Purchase this title at B&N

One of the great enduring mysteries in the literary world—and it says quite a bit that a piece of genre writing has had such a pervasive cultural effect—is the first name of Robert B. Parker’s longstanding favorite good guy, Spenser. What short memories we have, for it’s revealed in God Save the Child, the second Spenser novel. (The book contains the one scene where someone says his first name and isn’t later contradicted. And no, I’m not going to tell you what it is.) Not only that, but it also pinpoints Spenser’s age, which is something that’s come up in more than one recent review. And yes, he is getting up there. (I won’t tell you that, either. But pretty soon, the A&E made-for-TV movies will have to case Don Ameche and Garrett Morris as Spenser and Hawk.) For any Spenser fan, those two things alone should be reason enough to go back and correct any error they may have made by not reading this at their earliest opportunity. To cap off the must-read things about this book, it’s where Spenser first meets Susan. Okay, get thee to a bookstore and get to work.

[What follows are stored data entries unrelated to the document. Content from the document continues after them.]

PR #4542, opened 2023-09-22
Add kwargs to function generated tables

alexpeters1208:
In working on the function-generated tables blog, I wanted to be able to use arguments in the table-generating function. This PR adds that functionality.


py/server/deephaven/table_factory.py
```diff
@@ -396,7 +398,7 @@ def function_generated_table(table_generator: Callable[[], Table],
 
     def table_generator_function():
         with exec_ctx:
-            result = table_generator()
+            result = table_generator(**kwargs)
```
jmao-denver, line 401: The function call here could raise an exception of argument related error, such as unexpected argument etc. What should be our strategy to handle that? We probably should have some test cases to verify that the users won't be confused by the exceptions.

alexpeters1208: It seems that the precedent here is to assume that the table-generating function is going to be responsible and correct. We already don't try to intercept any errors from that function, don't do any checks for its correctness, etc. I think it's reasonable to let the function complain about wrong arguments if it's passed wrong arguments, and leave the  responsibility to the user. I agree that we need unit tests to make sure that the exceptions raised are the "wrong argument" exceptions that I expect.

py/server/tests/test_function_generated_table.py
```diff
@@ -111,6 +111,36 @@ def table_generator_function():
...
+        # we can be confident it's working.
+        self.assertGreater(later_time, initial_time)
+
+    def test_generated_table_wrong_args(self):
+        def table_generator_function(nrows, query_string):
+            return empty_table(nrows).update(query_string)
+
+        # nrow is not a valid argument, so we expect a type error
+        with update_graph.exclusive_lock(self.test_update_graph):
+            self.assertRaises(TypeError, table_generator_function, nrow=1, query_string="Timestamp = io.deephaven.base.clock.Clock.system().currentTimeMillis()")
```
jmao-denver, line 142:
```
       with self.assertRaises(TypeError) as cm:
            j_array = dtypes.array("java.lang.String", ["a", "b"])
        self.assertIn("expects a DType", str(cm.exception))
```
This is a pattern we use to additionally check if the error message is what we expect. In this case, we want the exception to clearly tell us the error is from calling table_generator_function not hidden inside the `function_generated_table` call.

alexpeters1208: Recent update has corrected this.

py/server/deephaven/table_factory.py
```diff
@@ -373,14 +373,14 @@ def function_generated_table(table_generator: Callable[[], Table],
         refresh_interval_ms (int): Interval (in milliseconds) at which the 'table_generator' function is rerun.
         exec_ctx (ExecutionContext) -> Table): A custom execution context. If 'None', the current
             execution context is used. If there is no current execution context, a ValueError is raised.
+        **kwargs (Dictionary): Optional keyword arguments to pass to table_generator.
```
jmao-denver, line 376: is `Dictionary` a valid type? Since `**kwargs` is so Python idiomatic, I don't think we need to provide type info for it.

alexpeters1208: I think this would be reasonable.

py/server/deephaven/table_factory.py
```diff
@@ -373,14 +373,14 @@ def function_generated_table(table_generator: Callable[[], Table],
         refresh_interval_ms (int): Interval (in milliseconds) at which the 'table_generator' function is rerun.
         exec_ctx (ExecutionContext) -> Table): A custom execution context. If 'None', the current
```
jmao-denver, line 374: Probably a mistake we missed when it was first added.

alexpeters1208: Should it be
```
def function_generated_table(table_generator: Callable,
           source_tables: Union[Table, List[Table]] = None,
           refresh_interval_ms: int = None,
           exec_ctx: ExecutionContext = None,
           **kwargs) -> Table:
```

jmao-denver (approved):
LGTM

py/server/deephaven/table_factory.py
```diff
@@ -342,12 +342,12 @@ def ring_table(parent: Table, capacity: int, initialize: bool = True) -> Table:
...
 
-def function_generated_table(table_generator: Callable[[], Table],
+def function_generated_table(table_generator: Callable[..., Table],
            source_tables: Union[Table, List[Table]] = None,
            refresh_interval_ms: int = None,
-           exec_ctx: ExecutionContext = None) -> Table:
-    """
-    Creates an abstract table that is generated by running the table_generator() function. The function will first be
+           exec_ctx: ExecutionContext = None,
+           **kwargs) -> Table:
```
chipkent, line 349: @jmao-denver should we support `*args` and `**kwargs` or is the latter the standard for something like this?
https://stackabuse.com/variable-length-arguments-in-python-with-args-and-kwargs/

py/server/tests/test_function_generated_table.py
```diff
@@ -111,6 +111,38 @@ def table_generator_function():
...
+    def test_generated_table_wrong_args(self):
+        def table_generator_function(nrows, query_string):
+            return empty_table(nrows).update(query_string)
+
+        # nrow is not a valid argument, so we expect a type error
+        with update_graph.exclusive_lock(self.test_update_graph):
+            with self.assertRaises(TypeError) as cm:
+                result_table = function_generated_table(table_generator_function, refresh_interval_ms=2000,
+                                                        nrow=1, query_string="Timestamp = io.deephaven.base.clock.Clock.system().currentTimeMillis()")
+            self.assertIn("table_generator_function() got an unexpected keyword argument 'nrow'", str(cm.exception))
```
chipkent, line 145: What about a test with too few args?

alexpeters1208: Good call

py/server/deephaven/table_factory.py
jmao-denver: I think requiring keyword arguments only isn’t too much of a burden for the users. Moving the parameters around in the factory function function_generated_table to support positional args for the table_generator function might hurt the usability of function_generated_table

py/server/deephaven/table_factory.py
```diff
@@ -358,29 +359,30 @@ def function_generated_table(table_generator: Callable[[], Table],
...
-        table_generator (Callable[[], Table]): The table generator function. This function must return a Table.
+        table_generator (Callable[..., Table]): The table generator function. This function must return a Table.
         source_tables (Union[Table, List[Table]]): Source tables used by the 'table_generator' function. The
             'table_generator' is rerun when any of these tables tick.
         refresh_interval_ms (int): Interval (in milliseconds) at which the 'table_generator' function is rerun.
-        exec_ctx (ExecutionContext) -> Table): A custom execution context. If 'None', the current
+        exec_ctx (ExecutionContext): A custom execution context. If 'None', the current
             execution context is used. If there is no current execution context, a ValueError is raised.
+        args (tuple): Optional tuple of positional arguments to pass to table_generator.
+        kwargs (dict): Optional dictionary of keyword arguments to pass to table_generator.
```
jmao-denver, line 378:
```suggestion
        args (Tuple): Optional tuple of positional arguments to pass to table_generator. Defaults to ()
        kwargs (Dict): Optional dictionary of keyword arguments to pass to table_generator. Defaults to {}
```

jmao-denver (changes requested):
Minor doc issues.

py/server/deephaven/table_factory.py
```diff
@@ -373,7 +374,8 @@ def function_generated_table(table_generator: Callable[..., Table],
         refresh_interval_ms (int): Interval (in milliseconds) at which the 'table_generator' function is rerun.
         exec_ctx (ExecutionContext): A custom execution context. If 'None', the current
             execution context is used. If there is no current execution context, a ValueError is raised.
-        **kwargs: Optional keyword arguments to pass to table_generator.
+        args (tuple): Optional tuple of positional arguments to pass to table_generator.
+        kwargs (dict): Optional dictionary of keyword arguments to pass to table_generator.
```
chipkent:
```suggestion
        args (Tuple): Optional tuple of positional arguments to pass to table_generator.
        kwargs (Dict): Optional dictionary of keyword arguments to pass to table_generator.
```

jmao-denver (approved):
LGTM

chipkent (approved):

In this case, Spenser is hired to find a runaway kid. After a few days of wheel-spinning by both Spenser and the cops, a ransom note turns up; the kid’s not a runaway, but a kidnap victim. Spenser enlists the help of a smart-aleck state cop and the kid’s guidance counselor (Susan Silverman), and things go about the same way they usually go in detective novels. Those used to later Spenser novels will find the prose much drier than the average Spenser novel; whether Parker hadn’t yet developed the distinctive Spenser style or whether the publisher was leaning on him to sound more like Ross MacDonald is anyone’s guess. But don’t worry, you won’t be hurting for wisecracks, culinary commentary, and other such Spenserian traits.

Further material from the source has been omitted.